Will N.J. hospitals face a nursing shortage under vaccine mandates? They already are.
Taken from NJ.com
By Elizabeth Llorente
September 20, 2021
The nurse was ready to walk away.
She had powered through the height of the pandemic, putting in thousands of hours and jeopardizing her own health to tend to coronavirus patients.
Her love for the job propelled her each day, even when the maintenance staff stayed away, leaving her and her colleagues to care for gravely ill COVID-19 patients and clean their rooms.
But when it seemed uncertain the Monmouth County nurse supervisor would be granted a religious exemption from her hospital’s coronavirus vaccination mandate, she was ready to quit after 23 years.
And nothing was going to change her mind.
“As much as I love what I do, I’m not going to bow to someone demanding what I should do with my body,” the nurse told NJ Advance Media, speaking anonymously over concerns of retaliation. She did eventually receive the exemption. “If I hadn’t gotten the exemption, I would have become either a traveling nurse or just left the field. Many at our hospital have quit.”

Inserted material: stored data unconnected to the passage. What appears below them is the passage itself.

PR #83, opened 2022-08-18
Update the demos

smite:
* Demos handle measurements more gracefully


examples/demo_common.py
```diff
@@ -29,36 +29,145 @@
 np.set_printoptions(precision=3)
 
 
+
+def get_measurements(circuit: cirq.Circuit) -> list[tuple[int, cirq.GateOperation]]:
```
freetonik, line 33:
```suggestion
np.set_printoptions(precision=3)


def get_measurements(circuit: cirq.Circuit) -> list[tuple[int, cirq.GateOperation]]:
```

ollityrkko (approved):

PR #88, opened 2022-09-26
Enable mypy support

freetonik:


src/cirq_iqm/devices/iqm_device.py
```diff
@@ -238,7 +238,7 @@ def route_circuit(
         new_measurements = []
         for _, op in measurement_ops:
             new_qubits = [final_qubit_mapping[q] for q in op.qubits]
-            new_measurement = cirq.measure(*new_qubits, key=op.gate.key)
+            new_measurement = cirq.measure(*new_qubits, key=op.gate.key)  # type: ignore
```
freetonik, line 241: Not sure there is a good way around this. The operations that end up in the `measurement_ops` are measurement operations, so they must have a measurement key. However, mypy cannot deduce this and complains about `key` not being found in `op.gate`.

kukushechkin: `findall_operations_with_gate_type` returns a tuple of three items where the last is operation gate casted to the requested gate type (`MeasurementGate`). That one should be recognized to have `.key`, but yeah, this will require modifying `measurement_ops` all over the place.

src/cirq_iqm/iqm_sampler.py
```diff
@@ -94,7 +94,8 @@ def run_sweep(
         mapped = program
         if self._qubit_mapping is not None:
             # apply the qubit_mapping
-            qubit_map = {cirq.NamedQubit(k): cirq.NamedQubit(v) for k, v in self._qubit_mapping.items()}
+            qubit_map: Union[dict['cirq.Qid', 'cirq.Qid'], Callable[['cirq.Qid'], 'cirq.Qid']] = \
```
kukushechkin, line 97: Does mypy recognize just `dict['cirq.Qid', 'cirq.Qid']` matching the `Union` function arguments?

freetonik: Good call, it does. Updated the file, thanks!

src/cirq_iqm/devices/iqm_device.py
```diff
@@ -92,7 +92,7 @@ def check_qubit_connectivity(cls, operation: cirq.Operation) -> None:
         """Raises a ValueError if operation acts on qubits that are not connected.
         """
         if len(operation.qubits) >= 2 and not isinstance(operation.gate, ops.MeasurementGate):
-            connection = set(cls.get_qubit_index(q) for q in operation.qubits)
+            connection = set(cls.get_qubit_index(q) for q in operation.qubits)  # type: ignore
```
q-mat-beu, line 95: Why not change the interface of `get_qubit_index`? This is the only place where it is used.

q-mat-beu (approved):

src/cirq_iqm/devices/iqm_device.py
freetonik: Thanks, that turned out to be a minor update. Check out the latest change please.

It’s a scene playing out all over New Jersey as hospitals and other health care facilities are scrambling to avoid a disruption in care. The dearth of workers is an urgent threat in an industry that was already wrestling with staffing shortages, a tight labor market, and pandemic-related burnout and trauma.
As many as 5% to 10% of hospital employees refuse to be vaccinated in the Garden State, exacerbating already thin ranks due to the mental and physical strain of the pandemic and the allure of higher-paying and less stressful jobs elsewhere.

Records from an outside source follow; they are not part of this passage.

PR #92, opened 2022-10-27
Implement metadata for IQM devices

jkotilahti:
* Qubit connectivity and native gateset of a device are now defined using DeviceMetadata instead of class attributes, to have an interface consistent with other cirq* devices.
* IQMSampler will now by default use quantum architecture obtained from IQMClient to build the device metadata

### DIFF
--- a/docs/user_guide.rst
+++ b/docs/user_guide.rst
@@ -226,7 +226,7 @@ Note that the code snippet above assumes that you have set the variable ``iqm_se
 of the IQM server. By default, the latest calibration set is used for running the circuit. If you want to use
 a particular calibration set, provide the ``calibration_set_id`` argument. The sampler will by default use an
 :class:`.IQMDevice` created based on architecture data obtained from the server, which is then available in the
-:meth:`.IQMSampler.device` property. Alternatively, the device can be specified directly with the ``device`` argument.
+:attr:`.IQMSampler.device` property. Alternatively, the device can be specified directly with the ``device`` argument.
 
 If the IQM server you are connecting to requires authentication, you will also have to use
 `Cortex CLI <https://github.com/iqm-finland/cortex-cli>`_ to retrieve and automatically refresh access tokens,
--- a/docs/user_guide.rst
+++ b/docs/user_guide.rst
@@ -27,29 +27,32 @@ After installation Cirq on IQM can be imported in your Python code as follows:
 IQM's quantum devices
 ---------------------
 
-Cirq on IQM provides descriptions of IQM's quantum architectures as subclasses of :class:`.IQMDevice`.
-The abstract class :class:`.IQMDevice` itself is a subclass of :class:`cirq.devices.Device` and implements general
-functionality relevant to all IQM devices. Each device subclass describes the native gates and the connectivity of a particular architecture
-and the relevant functionality. As an example, let us import the class :class:`.Adonis`, which describes IQM's
-five-qubit architecture and view some of its properties contained in the class variables:
+Cirq on IQM provides descriptions of IQM's quantum architectures using the :class:`.IQMDevice` class, which is a
+subclass of :class:`cirq.devices.Device` and implements general functionality relevant to all IQM devices. The native
+gates and connectivity of the architecture are available in the :class:`.IQMDeviceMetadata` object returned by the
+:meth:`.IQMDevice.metadata` property of the device. It is possible to use :class:`.IQMDevice` class directly, but
+certain devices with predefined metadata are also available as subclasses of :class:`.IQMDevice`. As an example, let
+us import the class :class:`.Adonis`, which describes IQM's five-qubit architecture and view some of its properties
+contained in the :meth:`.Adonis.metadata` property:
 
 .. code-block:: python
 
     from cirq_iqm import Adonis
 
-    print(Adonis.QUBIT_COUNT)
-    print(Adonis.NATIVE_GATES)
-    print(Adonis.CONNECTIVITY)
+    adonis = Adonis()
+
+    print(adonis.metadata.qubit_set)
+    print(adonis.metadata.gateset)
+    print(adonis.metadata.nx_graph)
 
 
 IQM devices use :class:`cirq.NamedQubit` to represent their qubits. The names of the qubits consist of a prefix
 followed by a numeric index, so we have qubit names like ``QB1``, ``QB2``, etc. Note that we use 1-based
-indexing. The qubit connectivity information is stored using the qubit indices only. You can get the list of the qubits
-in a particular device by accessing the ``qubits`` attribute of a corresponding :class:`.IQMDevice` instance:
+indexing. You can get the list of the qubits in a particular device by accessing the ``qubits`` attribute of a
+corresponding :class:`.IQMDevice` instance:
 
 .. code-block:: python
 
-    adonis = Adonis()
     print(adonis.qubits)
 
 
@@ -214,14 +217,16 @@ instance and use its :meth:`~.IQMSampler.run` method to send a circuit for execu
 
    from cirq_iqm.iqm_sampler import IQMSampler
 
-   sampler = IQMSampler(iqm_server_url, adonis)
+   sampler = IQMSampler(iqm_server_url)
    result = sampler.run(circuit_1, repetitions=10)
    print(result.measurements['m'])
 
 
 Note that the code snippet above assumes that you have set the variable ``iqm_server_url`` to the URL
 of the IQM server. By default, the latest calibration set is used for running the circuit. If you want to use
-a particular calibration set, provide a ``calibration_set_id`` integer argument.
+a particular calibration set, provide a ``calibration_set_id`` integer argument. The sampler will by default use an
+:class:`.IQMDevice` created based on architecture data obtained from the server, which is then available in the
+:meth:`.IQMSampler.device` property. Alternatively, the device can be specified directly with the ``device`` argument.
 
 If the IQM server you are connecting to requires authentication, you will also have to use
 `Cortex CLI <https://github.com/iqm-finland/cortex-cli>`_ to retrieve and automatically refresh access tokens,
@@ -244,7 +249,7 @@ can be used to specify this correspondence.
 
     qubit_mapping = {'Alice': 'QB1', 'Bob': 'QB3'}
 
-    sampler = IQMSampler(iqm_server_url, adonis, qubit_mapping=qubit_mapping)
+    sampler = IQMSampler(iqm_server_url, qubit_mapping=qubit_mapping)
     result = sampler.run(decomposed_circuit_1, repetitions=10)
     print(result.measurements['m'])
 
--- a/docs/user_guide.rst
+++ b/docs/user_guide.rst
@@ -30,10 +30,10 @@ IQM's quantum devices
 Cirq on IQM provides descriptions of IQM's quantum architectures using the :class:`.IQMDevice` class, which is a
 subclass of :class:`cirq.devices.Device` and implements general functionality relevant to all IQM devices. The native
 gates and connectivity of the architecture are available in the :class:`.IQMDeviceMetadata` object returned by the
-:meth:`.IQMDevice.metadata` property of the device. It is possible to use :class:`.IQMDevice` class directly, but
-certain devices with predefined metadata are also available as subclasses of :class:`.IQMDevice`. As an example, let
-us import the class :class:`.Adonis`, which describes IQM's five-qubit architecture and view some of its properties
-contained in the :meth:`.Adonis.metadata` property:
+:attr:`.IQMDevice.metadata` property. It is possible to use the IQMDevice class directly, but
+certain devices with predefined metadata are also available as subclasses of IQMDevice. As an example, let
+us import the class :class:`.Adonis`, which describes IQM's five-qubit architecture, and view some of its
+properties contained in its ``metadata`` property:
 
 .. code-block:: python
 
@@ -48,7 +48,7 @@ contained in the :meth:`.Adonis.metadata` property:
 
 IQM devices use :class:`cirq.NamedQubit` to represent their qubits. The names of the qubits consist of a prefix
 followed by a numeric index, so we have qubit names like ``QB1``, ``QB2``, etc. Note that we use 1-based
-indexing. You can get the list of the qubits in a particular device by accessing the ``qubits`` attribute of a
+indexing. You can get the list of the qubits in a particular device by accessing the :attr:`qubits` attribute of a
 corresponding :class:`.IQMDevice` instance:
 
 .. code-block:: python
@@ -224,7 +224,7 @@ instance and use its :meth:`~.IQMSampler.run` method to send a circuit for execu
 
 Note that the code snippet above assumes that you have set the variable ``iqm_server_url`` to the URL
 of the IQM server. By default, the latest calibration set is used for running the circuit. If you want to use
-a particular calibration set, provide a ``calibration_set_id`` integer argument. The sampler will by default use an
+a particular calibration set, provide the ``calibration_set_id`` argument. The sampler will by default use an
 :class:`.IQMDevice` created based on architecture data obtained from the server, which is then available in the
 :meth:`.IQMSampler.device` property. Alternatively, the device can be specified directly with the ``device`` argument.
 
@@ -234,7 +234,7 @@ then set the ``IQM_TOKENS_FILE`` environment variable to use those tokens.
 See Cortex CLI's `documentation <https://iqm-finland.github.io/cortex-cli/readme.html>`_ for details.
 Alternatively, authorize with the IQM_AUTH_SERVER, IQM_AUTH_USERNAME and IQM_AUTH_PASSWORD environment variables
 or pass them as arguments to the constructor of :class:`.IQMProvider`, however this approach is less secure
-and considered as deprecated.
+and considered deprecated.
 
 When executing a circuit that uses something other than the device qubits, you need to either route it first
 as explained in :ref:`workflow 1 <workflow_1>` above,
--- a/src/cirq_iqm/devices/iqm_device.py
+++ b/src/cirq_iqm/devices/iqm_device.py
@@ -262,9 +262,5 @@ class IQMDevice(devices.Device):
 
         self.check_qubit_connectivity(operation)
 
-    @staticmethod
-    def _qubit_set_from_count(qubit_count: int) -> frozenset[cirq.NamedQubit]:
-        return frozenset(cirq.NamedQubit.range(1, qubit_count + 1, prefix=IQMDeviceMetadata.QUBIT_NAME_PREFIX))
-
     def __eq__(self, other):
         return self.__class__ == other.__class__ and self._metadata == other._metadata
--- a/src/cirq_iqm/devices/iqm_device.py
+++ b/src/cirq_iqm/devices/iqm_device.py
@@ -22,12 +22,14 @@ from __future__ import annotations
 
 import collections.abc as ca
 from math import pi as PI
-from typing import Optional, Union
+from typing import FrozenSet, Optional, Union
 import uuid
 
 import cirq
 from cirq import InsertStrategy, MeasurementGate, devices, ops, protocols
-from cirq.contrib.routing.router import nx, route_circuit
+from cirq.contrib.routing.router import route_circuit
+
+from .iqm_device_metadata import IQMDeviceMetadata
 
 
 def _verify_unique_measurement_keys(operations: ca.Iterable[cirq.Operation]) -> None:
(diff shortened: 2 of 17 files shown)


src/cirq_iqm/iqm_sampler.py
```diff
@@ -149,3 +166,13 @@ def _send_circuits(  # pylint: disable=too-many-arguments
...
+
+    def _metadata_from_architecture(self):
+        arch = self._client.get_quantum_architecture()
+        qubits = frozenset(cirq.NamedQubit(qb) for qb in arch.qubits)
+        connectivity = (
+            {int(qb.removeprefix(IQMDeviceMetadata.QUBIT_NAME_PREFIX)) for qb in edge}
+            for edge in arch.qubit_connectivity
+        )
+        gateset = cirq.Gateset(*(_IQM_CIRQ_OP_MAP[op] for op in arch.operations if _IQM_CIRQ_OP_MAP[op] is not None))
+        return IQMDeviceMetadata(qubits, connectivity, gateset)
```
q-mat-beu, line 178: I would prefer to have that as a method of `IQMDeviceMetadata` taking the `quantum_architecture` as an argument.

src/cirq_iqm/iqm_sampler.py
```diff
@@ -25,9 +25,17 @@
 from iqm_client.iqm_client import IQMClient
 import numpy as np
 
-from cirq_iqm import IQMDevice
+from cirq_iqm.devices.iqm_device import IQMDevice, IQMDeviceMetadata
 from cirq_iqm.iqm_operation_mapping import map_operation
 
+# Mapping from IQM operation names to cirq operations
+_IQM_CIRQ_OP_MAP = {
+    'phased_rx': cirq.ops.PhasedXPowGate,
```
q-mat-beu, line 33: There is the comment:
            "# XPow and YPow kept for convenience, Cirq does not know how to decompose them into PhasedX
            # so we would have to add those rules..."
If that one is still true we should map `phased_rx` to `PhasedXPowGate`, `XPowGate` and `YPowGate`.

src/cirq_iqm/iqm_sampler.py
jkotilahti: done

src/cirq_iqm/iqm_sampler.py
jkotilahti: Looks like that is still true, so I added `XPowGate` and `YPowGate` also here now.

docs/user_guide.rst
```diff
@@ -27,29 +27,32 @@ After installation Cirq on IQM can be imported in your Python code as follows:
...
 
-Cirq on IQM provides descriptions of IQM's quantum architectures as subclasses of :class:`.IQMDevice`.
-The abstract class :class:`.IQMDevice` itself is a subclass of :class:`cirq.devices.Device` and implements general
-functionality relevant to all IQM devices. Each device subclass describes the native gates and the connectivity of a particular architecture
-and the relevant functionality. As an example, let us import the class :class:`.Adonis`, which describes IQM's
-five-qubit architecture and view some of its properties contained in the class variables:
+Cirq on IQM provides descriptions of IQM's quantum architectures using the :class:`.IQMDevice` class, which is a
+subclass of :class:`cirq.devices.Device` and implements general functionality relevant to all IQM devices. The native
+gates and connectivity of the architecture are available in the :class:`.IQMDeviceMetadata` object returned by the
+:meth:`.IQMDevice.metadata` property of the device. It is possible to use :class:`.IQMDevice` class directly, but
```
smite, line 33:
```suggestion
:attr:`.IQMDevice.metadata` property of the device. It is possible to use :class:`.IQMDevice` class directly, but
```

docs/user_guide.rst
```diff
@@ -27,29 +27,32 @@ After installation Cirq on IQM can be imported in your Python code as follows:
...
+certain devices with predefined metadata are also available as subclasses of :class:`.IQMDevice`. As an example, let
+us import the class :class:`.Adonis`, which describes IQM's five-qubit architecture and view some of its properties
+contained in the :meth:`.Adonis.metadata` property:
```
smite, line 36:
```suggestion
contained in the :attr:`.Adonis.metadata` property:
```

docs/user_guide.rst
```diff
@@ -214,14 +217,16 @@ instance and use its :meth:`~.IQMSampler.run` method to send a circuit for execu
...
-   sampler = IQMSampler(iqm_server_url, adonis)
+   sampler = IQMSampler(iqm_server_url)
    result = sampler.run(circuit_1, repetitions=10)
    print(result.measurements['m'])
 
 
 Note that the code snippet above assumes that you have set the variable ``iqm_server_url`` to the URL
 of the IQM server. By default, the latest calibration set is used for running the circuit. If you want to use
-a particular calibration set, provide a ``calibration_set_id`` integer argument.
+a particular calibration set, provide a ``calibration_set_id`` integer argument. The sampler will by default use an
```
smite, line 227:
```suggestion
a particular calibration set, provide a ``calibration_set_id`` argument. The sampler will by default use an
```

src/cirq_iqm/devices/iqm_device.py
```diff
@@ -22,12 +22,14 @@
 
 import collections.abc as ca
 from math import pi as PI
-from typing import Optional, Union
+from typing import FrozenSet, Optional, Union
```
smite, line 25:
```suggestion
from typing import Optional, Union
```
Builtin types support the type annotation syntax directly, e.g. `frozenset[int]`

src/cirq_iqm/devices/iqm_device.py
```diff
@@ -269,5 +262,9 @@ def validate_operation(self, operation: cirq.Operation) -> None:
 
         self.check_qubit_connectivity(operation)
 
+    @staticmethod
+    def _qubit_set_from_count(qubit_count: int) -> FrozenSet[cirq.NamedQubit]:
```
smite, line 266:
```suggestion
    def _qubit_set_from_count(qubit_count: int) -> frozenset[cirq.NamedQubit]:
```

src/cirq_iqm/devices/iqm_device_metadata.py
```diff
@@ -0,0 +1,103 @@
...
+        connectivity: qubit connectivity graph of the device
+        gateset: Native gateset of the device. If None, a default IQM device gateset will be used.
+    """
+
+    QUBIT_NAME_PREFIX: str = 'QB'
+    """prefix for qubit names, to be followed by their numerical index"""
+
+    def __init__(  # pylint: disable=super-init-not-called
+        self,
+        qubits: FrozenSet[cirq.NamedQubit],
```
smite, line 50:
```suggestion
        qubits: frozenset[cirq.NamedQubit],
```

src/cirq_iqm/devices/iqm_device_metadata.py
```diff
@@ -0,0 +1,103 @@
...
+    'barrier': None,
+}
+
+
+@cirq.value.value_equality
+class IQMDeviceMetadata(devices.DeviceMetadata):
+    """Hardware metadata for IQM devices.
+
+    Args:
+        qubits: frozenset of qubits that exist on the device
```
smite, line 40:
```suggestion
        qubits: qubits that exist on the device
```
Types should not be repeated in the descriptions if possible, since they will be clear from the type annotations.

src/cirq_iqm/devices/iqm_device_metadata.py
```diff
@@ -0,0 +1,103 @@
...
+
+from typing import FrozenSet, Optional, Type, Union
+
+import cirq
+from cirq import NamedQubit, devices, ops
+from cirq.contrib.routing.router import nx
+from iqm_client import QuantumArchitectureSpecification
+
+# Mapping from IQM operation names to cirq operations
+_IQM_CIRQ_OP_MAP: dict[str, Optional[tuple[Union[Type[cirq.Gate], cirq.Gate, cirq.GateFamily], ...]]] = {
```
smite, line 25:
```suggestion
_IQM_CIRQ_OP_MAP: dict[str, Optional[tuple[Union[type[cirq.Gate], cirq.Gate, cirq.GateFamily], ...]]] = {
```

src/cirq_iqm/devices/iqm_device_metadata.py
```diff
@@ -0,0 +1,103 @@
...
+#
+# Unless required by applicable law or agreed to in writing, software
+# distributed under the License is distributed on an "AS IS" BASIS,
+# WITHOUT WARRANTIES OR CONDITIONS OF ANY KIND, either express or implied.
+# See the License for the specific language governing permissions and
+# limitations under the License.
+"""DeviceMetadata subtype for IQM devices."""
+from __future__ import annotations
+
+from typing import FrozenSet, Optional, Type, Union
```
smite, line 17:
```suggestion
from typing import Optional, Union
```

src/cirq_iqm/devices/iqm_device_metadata.py
```diff
@@ -0,0 +1,103 @@
...
+        gateset: Native gateset of the device. If None, a default IQM device gateset will be used.
+    """
+
+    QUBIT_NAME_PREFIX: str = 'QB'
+    """prefix for qubit names, to be followed by their numerical index"""
+
+    def __init__(  # pylint: disable=super-init-not-called
+        self,
+        qubits: FrozenSet[cirq.NamedQubit],
+        connectivity: tuple[set[int], ...],
```
smite, line 51:
```suggestion
        connectivity: tuple[set[cirq.NamedQubit], ...],
```

src/cirq_iqm/devices/iqm_device_metadata.py
```diff
@@ -0,0 +1,103 @@
...
+from iqm_client import QuantumArchitectureSpecification
+
+# Mapping from IQM operation names to cirq operations
+_IQM_CIRQ_OP_MAP: dict[str, Optional[tuple[Union[Type[cirq.Gate], cirq.Gate, cirq.GateFamily], ...]]] = {
+    # XPow and YPow kept for convenience, Cirq does not know how to decompose them into PhasedX
+    # so we would have to add those rules...
+    'phased_rx': (cirq.ops.PhasedXPowGate, cirq.ops.XPowGate, cirq.ops.YPowGate),
+    'cz': (cirq.ops.CZ,),
+    'measurement': (cirq.ops.MeasurementGate,),
+    'barrier': None,
```
smite, line 31:
```suggestion
    'barrier': (),
```

src/cirq_iqm/devices/iqm_device_metadata.py
```diff
@@ -0,0 +1,103 @@
...
+        connectivity = tuple(
+            {int(qb.removeprefix(IQMDeviceMetadata.QUBIT_NAME_PREFIX)) for qb in edge}
+            for edge in architecture.qubit_connectivity
+        )
+        gateset = cirq.Gateset(
+            *tuple(
+                cirq_op
+                for iqm_op in architecture.operations
+                if (cirq_ops := _IQM_CIRQ_OP_MAP[iqm_op]) is not None
+                for cirq_op in cirq_ops
```
smite, line 83:
```suggestion
            *(
                cirq_op
                for iqm_op in architecture.operations
                for cirq_op in _IQM_CIRQ_OP_MAP[iqm_op]
```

While the majority of health care workers are fully vaccinated in New Jersey, those who are not are in peril of losing their positions. Numerous health systems mandated immunization for their employees, and the state required all workers in hospitals, long-term care centers and other medical facilities to be fully vaccinated by Sept. 7 or face regular testing.

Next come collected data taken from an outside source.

PR #94, opened 2022-12-05
Bugfix: `initial_mapping` in route_circuit must be reversed. User guide updated.

smite:
* User guide updated.
* Reverse `initial_mapping` in route_circuit.

### DIFF
--- a/CHANGELOG.rst
+++ b/CHANGELOG.rst
@@ -2,6 +2,17 @@
 Changelog
 =========
 
+Version 8.2
+===========
+
+* User guide updated.
+
+Bugfixes
+--------
+
+* :meth:`.IQMDevice.route_circuit` bugfix: ``initial_mapping`` must be reversed to match the
+  :mod:`cirq.contrib.routing.greedy` convention.
+
 Version 8.1
 ===========
 
--- a/CHANGELOG.rst
+++ b/CHANGELOG.rst
@@ -2,7 +2,7 @@
 Changelog
 =========
 
-Version 8.2
+Version 9.0
 ===========
 
 * User guide updated.
--- a/docs/user_guide.rst
+++ b/docs/user_guide.rst
@@ -59,21 +59,17 @@ corresponding :class:`.IQMDevice` instance:
 Constructing circuits
 ---------------------
 
-There are two main workflows of using :class:`cirq.Circuit` instances with IQM devices:
+There are two main ways of constructing :class:`cirq.Circuit` instances for IQM devices:
 
-1. Create a ``Circuit`` instance, use arbitrary qubit names and types. There is no
-   validation of the operations when appending. At any point the user can apply :meth:`.IQMDevice.decompose_circuit`
-   to decompose the circuit contents into the native operation set of the device, or :meth:`.IQMDevice.route_circuit`
-   to route the circuit to the device connectivity and device qubits.
+1. Create a ``Circuit`` instance using arbitrary qubit names and types.
 2. Create a ``Circuit`` from an OpenQASM 2.0 program. The qubit names are determined by the OpenQASM ``qreg`` names,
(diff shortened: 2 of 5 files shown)


docs/user_guide.rst
```diff
@@ -96,42 +92,121 @@ This will result in the circuit
...
+Routing means transforming a circuit such that it acts on the device qubits, and respects the
+device connectivity.
 The method :meth:`.IQMDevice.route_circuit` accepts a :class:`cirq.Circuit` object as an argument,
 and returns the circuit routed against the device, acting on the device qubits instead of the
 arbitrary qubits we had originally.
 
 .. code-block:: python
 
-    routed_circuit_1 = adonis.route_circuit(decomposed_circuit_1)
+    routed_circuit_1 = adonis.route_circuit(decomposed_circuit)
```
hay-k, line 168:
```suggestion
    routed_circuit = adonis.route_circuit(decomposed_circuit)
```

docs/user_guide.rst
```diff
@@ -96,42 +92,121 @@ This will result in the circuit
...
     print(routed_circuit_1)
```
hay-k, line 169:
```suggestion
    routed_circuit = adonis.route_circuit(decomposed_circuit)
    print(routed_circuit)
```

src/cirq_iqm/devices/iqm_device.py
```diff
@@ -212,9 +213,16 @@ def route_circuit(
         for q in measurement_qubits:
             modified_circuit.append(cirq.I(q).with_tags(i_tag))
 
+        if initial_mapping is not None:
+            # reverse the mapping to match the cirq.contrib.routing.greedy convention
+            initial_mapping = {v: k for k, v in initial_mapping.items()}
```
q-mat-beu, line 218: Why don't we simply use the  cirq.contrib.routing.greedy convention?

freetonik: I suppose one reason is to allow to re-use the existing `qubit_mapping` values from users' old code?

CHANGELOG.rst
```diff
@@ -2,6 +2,17 @@
 Changelog
 =========
 
+Version 8.2
```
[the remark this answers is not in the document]
olliahonen: Should be major bump since this is a breaking change

src/cirq_iqm/devices/iqm_device.py
q-mat-beu: I think then we did not gain much from calling it `initial_mapping`. I would advocate to expose the cirq semantic to the user because the idea was to use cirq functionality instead of `qubit_mapping` to achieve qubit mapping.

smite: Otherwise I agree with @q-mat-beu, we should use Cirq conventions everywhere if possible.

q-mat-beu: Ok, convinced.

CHANGELOG.rst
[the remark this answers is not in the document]
smite: The docs have always described this behavior, so I'd consider it a bugfix.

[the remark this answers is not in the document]
olliahonen: Well, the docs were wrong 😄

freetonik (approved):

CHANGELOG.rst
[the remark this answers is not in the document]
olliahonen: ... and bugfixes _are_ breaking changes in the [ComVer scheme](https://gitlab.com/staltz/comver) we follow.

olliahonen (changes requested):

olliahonen (approved):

Then President Joe Biden announced this month that the roughly 17 million workers at health care facilities that receive federal Medicare or Medicaid reimbursement have to be fully inoculated.
The threat of disruptions in care is all too real.
An upstate New York hospital recently announced that it will stop delivering babies because six unvaccinated employees in its maternity ward quit over its mandate. Seven other unvaccinated staffers were weighing whether to get inoculated or resign. The departures made it unsafe to continue accepting patients, hospital officials said.
Many in New Jersey are concerned it can happen here. Some are even developing contingency plans if faced with numerous personnel losses.
Holy Name Medical Center in Teaneck, for instance, has seen its turnover rate nearly triple — to 8.5% from a previous average of 3%, according to president and CEO Michael Maron.
“Our turnover is the highest we’ve ever experienced,” he said.